Toys can help subjects like math come to life. For instance, rote practice of basic addition and subtraction facts can get dull fast. But when Darth Vader fights five Jedi on Tuesday and four on Wednesday, the numbers become much more exciting and meaningful. Also, the toys are actual objects – not just abstract concepts. Many kids will learn faster through "hands on" experiences, such as physically putting four Ninja Turtles in one group and three Transformers in another and then joining the groups together to create a total of seven.
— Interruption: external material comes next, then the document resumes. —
PR #1647, opened 2022-08-26
[106X] add QCD flag for MC scale variations

jabuschh:
When checking the MC scale variations for all SM backgrounds used in our analysis, I noticed that the ones for QCD also were below 1 (as observed before for e.g. DY and WJets).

Fran Sherman of Highland Park, Ill., says her young nephews enjoy lining up their action figures from shortest to tallest. Such activities can be expanded as children grow to further develop their measuring skills. Challenge them to line up enough figures head to toe to create a certain measurement, such as 2 feet. Or have a contest between groups, such as pirates versus soldiers, to see which line measures the longest. Not only do such games give a child practice using rulers and yardsticks, they provide opportunities to visualize concepts. Two inches is no longer just some increment; it is the height of the Yoda figure.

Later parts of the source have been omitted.